In the 2016 short film Scavengers, a spaceship explodes, the fiery debris raining down on an inhospitable alien planet. On the surface, two survivors wordlessly interact with the strange flora and fauna, turning spores into binoculars and alien intestines into jet fuel. It’s a bizarrely beautiful symphony of images and sounds, condensed into what feels like an eight-minute fever dream. And animator Joe Bennett, who wrote and directed Scavengers with Charles Huettner, wanted to preserve the fever-dream feeling of the original short in their adaptation of the story into a full-fledged TV series — including the lack of dialogue.

“Maybe the idea of doing no dialogue could be a cool thing,” Bennett tells Inverse of his thought process during the long, uncertain production process for what would become the stunning Max animated series Scavengers Reign (now streaming on Netflix).
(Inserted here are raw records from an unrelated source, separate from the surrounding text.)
PR #4287, opened 2025-05-02
chore: Use native runner if config is set regardless of ray initialization

desmondcheongzx:
## Changes Made

If ray is initialized, `DAFT_RUNNER=native` still uses the ray runner. This PR changes the behaviour so that if `DAFT_RUNNER=native` is explicitly set, we choose the native runner. This allows users to use the native runner in environments where ray might be initialized.

### DIFF
--- a/src/daft-context/src/lib.rs
+++ b/src/daft-context/src/lib.rs
@@ -275,7 +275,6 @@ fn parse_bool_env_var(var_name: &str) -> Option<bool> {
 }
 
 /// Helper function to parse a numeric environment variable.
-#[cfg(feature = "python")]
 fn parse_usize_env_var(var_name: &str) -> Option<usize> {
     std::env::var(var_name).ok().and_then(|s| s.parse().ok())
 }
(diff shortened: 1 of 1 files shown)


src/daft-context/src/lib.rs
```diff
@@ -267,34 +267,66 @@ pub fn set_runner_py(_use_thread_pool: Option<bool>) -> DaftResult<DaftContext>
...
 
+/// Helper function to parse a boolean environment variable.
+fn parse_bool_env_var(var_name: &str) -> Option<bool> {
+    std::env::var(var_name)
+        .ok()
+        .map(|s| matches!(s.trim().to_lowercase().as_str(), "true" | "1"))
+}
+
+/// Helper function to parse a numeric environment variable.
 #[cfg(feature = "python")]
```
colin-ho, line 278: Do we need python feature for this

src/daft-context/src/lib.rs
```diff
@@ -267,34 +267,66 @@ pub fn set_runner_py(_use_thread_pool: Option<bool>) -> DaftResult<DaftContext>
...
-fn get_runner_config_from_env() -> RunnerConfig {
-    const DAFT_RUNNER: &str = "DAFT_RUNNER";
+fn parse_usize_env_var(var_name: &str) -> Option<usize> {
+    std::env::var(var_name).ok().and_then(|s| s.parse().ok())
+}
+
+/// Helper function to get the py runner config from the environment.
+#[cfg(feature = "python")]
```
colin-ho, line 284: and this

src/daft-context/src/lib.rs
```diff
@@ -267,34 +267,66 @@ pub fn set_runner_py(_use_thread_pool: Option<bool>) -> DaftResult<DaftContext>
...
+    const DAFT_DEVELOPER_USE_THREAD_POOL: &str = "DAFT_DEVELOPER_USE_THREAD_POOL";
+
+    RunnerConfig::Py {
+        use_thread_pool: parse_bool_env_var(DAFT_DEVELOPER_USE_THREAD_POOL),
+        num_threads: None,
+    }
+}
+
+/// Helper function to get the ray runner config from the environment.
+#[cfg(feature = "python")]
```
colin-ho, line 295: and this

src/daft-context/src/lib.rs
```diff
@@ -328,24 +360,29 @@ fn get_runner_config_from_env() -> RunnerConfig {
...
+        .unwrap_or_default()
+        .to_lowercase();
+
+    match runner_from_envvar.as_str() {
+        "native" => RunnerConfig::Native { num_threads: None },
+        "ray" => get_ray_runner_config_from_env(true),
+        "py" => get_py_runner_config_from_env(),
+        _ => {
+            let (ray_is_in_job, in_ray_worker, ray_is_initialized) = detect_ray_state();
+            if !in_ray_worker && (ray_is_initialized || ray_is_in_job) {
```
colin-ho, line 380:
```suggestion
            let ray_detected = detect_ray_state();
            if ray_detected {
```

and then u abstract the boolean nonsense in `detect_ray_state`

colin-ho: and maybe we can do 
```
"ray" | _  if detect_ray_state() => get_ray_runner_config_from_env
_ => RunnerConfig::native
```

colin-ho (approved):

src/daft-context/src/lib.rs
desmondcheongzx: Removing these and the ones below!

PR #4292, opened 2025-05-02
ci: Increase timeout for the broken link checker

desmondcheongzx:
## Changes Made

10 mins is not sufficient.


desmondcheongzx:
Turns out 10 mins is sufficient

PR #12, opened 2016-12-21
Fixing pagination query performance issues

thebigmoosey:
This fixes an issue in the pagination query that was previously using wildcards when it should be selecting on [Id] and using a subquery to improve performance (this was previously fixed in 3.4, but when we migrated to Nevermore this must have gotten lost in the merge).


thebigmoosey:
Investigated this further and found this could be fixed in a simpler way by improving our indexing in Octopus, closing this PR now.

PR #13, opened 2017-01-13
Do not override values specified in connection string

tothegills:
Relates to OctopusDeploy/Issues#3035


tothegills:
[Override connection string parameters only when they are not provided](https://trello.com/c/1XELzWL2/2-override-connection-string-parameters-only-when-they-are-not-provided)

PR #18, opened 2017-03-02
Raised level of `n transactions active` message and also logged trans…

droyad:
…action dump once to Error

### DIFF
--- a/source/Nevermore/RelationalTransactionRegistry.cs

Bennett’s idea for a full TV series with no dialogue was based on his original conception of the story as “a visual narrative” that played around “with this Rube Goldberg-style approach.” It was to be the rare sci-fi story where the images led first, and the story could follow after — part of what made the original short film so enrapturing.

But it’s difficult to imagine the full breadth of the show being executed well without dialogue. Scavengers Reign isn’t the most complex story, but its interweaving plotlines of the various survivors — who encounter varying degrees of hostile creatures on the alien planet — would’ve been difficult to pull off without dialogue. Bennett acknowledges that such a high concept approach “would've been stifling, in hindsight.”

After the short film made a splash when it was aired on Adult Swim’s Toonami block, Bennett, Huettner, and the team at Titmouse got to work making a pilot for the network. However, Adult Swim immediately pushed back on the no-dialogue idea. “There was pushback on that,” Bennett says. “There were a few new conditions where it was like, ‘I think you guys need to have dialogue and we need to have a little bit more conventional character development,’ which in hindsight, I’m very glad that we did that.”

Bennett describes his and Huettner’s original method for making Scavengers Reign as “a Rube Goldberg-style approach.”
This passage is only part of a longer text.